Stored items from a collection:

◇ ◇ ◇ ◇

PR #4346, opened 2023-10-30
Add Enzyme deprecation linter to avoid more usage of Enzyme

martijnrusschen:
Relates to https://github.com/Hacker0x01/react-datepicker/issues/4300

### DIFF
--- a/test/calendar_icon.test.js
+++ b/test/calendar_icon.test.js
@@ -14,6 +14,7 @@ afterAll(() => {
 describe("CalendarIcon", () => {
   it("renders a custom SVG icon when provided", () => {
     const wrapper = mount(
+      // eslint-disable-line enzyme-deprecation/no-mount
       <CalendarIcon showIcon icon={<IconParkSolidApplication />} />,
     );
     expect(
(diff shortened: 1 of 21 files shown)


test/calendar_icon.test.js
```diff
@@ -14,6 +14,7 @@ afterAll(() => {
 describe("CalendarIcon", () => {
   it("renders a custom SVG icon when provided", () => {
     const wrapper = mount(
+      // eslint-disable-line enzyme-deprecation/no-mount
```
Zarthus, line 17: did you mean to move this one line up?

Zarthus (approved):
The actual changes (eslintrc and package.json) look good to me, it seems that at a few places GitHub disagrees with the linter and I think the line has to be moved up one line, but at the same time it's also working fine for other LOCs, it seems like the differentiator is whether it's assigned to a variable by a quick look.

test/calendar_icon.test.js
martijnrusschen: It looks like somehow prettier is moving things to a new line. Not sure if there's a good workaround for this.

PR #4373, opened 2023-11-12
Fix: reflect the `holidays` prop change

### LINKED ISSUE #4372: Changes to the `holidays` prop is not reflected to the selector of day
**Describe the bug**
Once the datepicker is rendered without the `holidays` prop, change the `holidays` prop and re-render the datepicker. At this time, I want the datepicker to reflect the changed holidays, but it does not.
As an example, I'm assuming a case where I render the datepicker with `holidays === undefined` and then resolve `holidays`  asynchronously .

**To Reproduce**
https://codesandbox.io/s/charming-tristan-6cgh9s?file=/src/App.js

**Expected behavior**
The changed `holidays` should be reflected and the `--holidays` modifier should be given to day cells.

**Screenshots**
スクリーンショット 2023-11-12 10 08 37

- OS: macOS Sonoma 14.0
- Browser: Arc (Chromium) (1.15.2), Chrome (119.0.6045.123), Safari (17.0)

Not tried.

shimech:
## Issue
The `holidays` prop is not reflected even if it is updated after initial rendering, because `holidays` is managed by state, and it is set at only initial rendering.
fix #4372 

## Fixing Approach
Calculate `holidays` at every rendering instead of managing it in state

## Cons
If very large `holidays` is given, rendering cost will increase.

### DIFF
--- a/src/index.jsx
+++ b/src/index.jsx
@@ -362,20 +362,18 @@ export default class DatePicker extends React.Component {
       ? this.props.endDate
       : newDate();
 
+  // Convert the date from string format to standard Date format
+  modifyHolidays = () =>
+    this.props.holidays?.reduce((accumulator, holiday) => {
+      const date = new Date(holiday.date);
+      if (!isValid(date)) {
+        return accumulator;
+      }
+
+      return [...accumulator, { ...holiday, date }];
+    }, []);
+
   calcInitialState = () => {
-    // Convert the date from string format to standard Date format
-    const modifiedHolidays = this.props.holidays?.reduce(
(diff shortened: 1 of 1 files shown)


shimech:
Thank you for your review.
Is there anything left for me to do to get this PR merged?

TinnesWasTaken:
Hi. Is this change in the latest npm package (4.23.0)? Looks it was merged in the same day as the package was released, but I can't find a change log and I'm still getting the issue. It would be good to confirm it's if just not published yet or if I'm doing something wrong! Thanks

PR #4384, opened 2023-11-21
containerRef div shouldnt affect styling

joaopaulo-capy:
Currently the calendar is being rendered wrapped in a div that the sole intent, as i understand, is to wrap a ref arround it.
Considering this and that there are no props to style that div, it should have the display contents property to not affect styling. In some very specific cases it can create issues, for example in the print below, there is a little gap under the calendar*

*Maybe if i used height 100% in the calendar style it would fix it, however it could introduce other issues in the way i want the style to behave.

image

With a flex parent:

image
image

### DIFF
--- a/src/calendar.jsx
+++ b/src/calendar.jsx
@@ -1074,7 +1074,7 @@ export default class Calendar extends React.Component {
   render() {
     const Container = this.props.container || CalendarContainer;
     return (
-      <div ref={this.containerRef}>
+      <div style={{display: 'contents'}} ref={this.containerRef}>
         <Container
           className={classnames("react-datepicker", this.props.className, {
             "react-datepicker--time-only": this.props.showTimeSelectOnly,


sebastienbarre:
@joaopaulo-capy -- This definitely had unfortunate negative side effects on inline calendars that I don't know how to fix.

Before:

image

After (because of `display: 'contents'`):

image

joaopaulo-capy:
Im sure this can be fixed easily. What kind of container is your inline calendar? Does your calendar have any styling? and is the expected behaviour your first print?

Here are some experiments:

My datepicker from the original post is also inline and just works

image

However if i set a width to the container  (in this example 100% width), your bug is reproduced

image
image

This is kind of expected considering the month container is not responsive

image

Here is month container with 100% width (still not the best solution because the day grid is not responsive and it would be hard to make it responsive, considering we would need to calculate the font-size responsively)

image
image

Does wrapping your calendar arround a container (without any width style) fix your problem?

sebastienbarre:
Yes, wrapping in a `div` does fix it, but this is still a breaking behavior for everybody else, right? You would need people who have an inline calendar to fix it too, as opposed to use `display: contents` only when the `inline` prop is not true in the first place. Thanks.

PR #925, opened 2023-10-14
Bug fixes

zariiii9003:
Carry-over of two bug fixes from #879
- ValueError because of read-only array
- fix GPS map not being loaded on newer PySide6 versions due to net::ERR_NETWORK_ACCESS_DENIED


danielhrisca:
Thank you @zariiii9003 !

PR #926, opened 2023-10-15
Use ruff for pyupgrade and isort

zariiii9003:
You could activate many more [rules](https://docs.astral.sh/ruff/rules/) to be checked on commit and in CI.

### DIFF
--- a/src/asammdf/blocks/conversion_utils.py
+++ b/src/asammdf/blocks/conversion_utils.py
@@ -1,4 +1,3 @@
-# -*- coding: utf-8 -*-
 """
 asammdf utility functions for channel conversions
 """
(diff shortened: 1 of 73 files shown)


src/asammdf/blocks/conversion_utils.py
```diff
@@ -379,7 +378,7 @@ def from_dict(conversion: dict[str, Any]) -> v4b.ChannelConversion:
     return conversion
 
 
-def to_dict(conversion: ChannelConversionType) -> Union[dict, None]:
+def to_dict(conversion: ChannelConversionType) -> dict | None:
```
danielhrisca, line 381: Doesn't this require Python >= 3.10 ?

zariiii9003: Yes it does, but ruff ignores it, because the file contains `from __future__ import annotations`.

danielhrisca: Ok, let me know when it is ready for merging

zariiii9003: I'd say it's ready. This little change resulted in 73 modified files, that's enough for one PR 😄

danielhrisca:
Thanks!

◇ ◇ ◇ ◇

■ Work to complete:
The word to find is "responsive". Copy every line of the data that holds it.

■ Response to this exercise:
This is kind of expected considering the month container is not responsive
Here is month container with 100% width (still not the best solution because the day grid is not responsive and it would be hard to make it responsive, considering we would need to calculate the font-size responsively)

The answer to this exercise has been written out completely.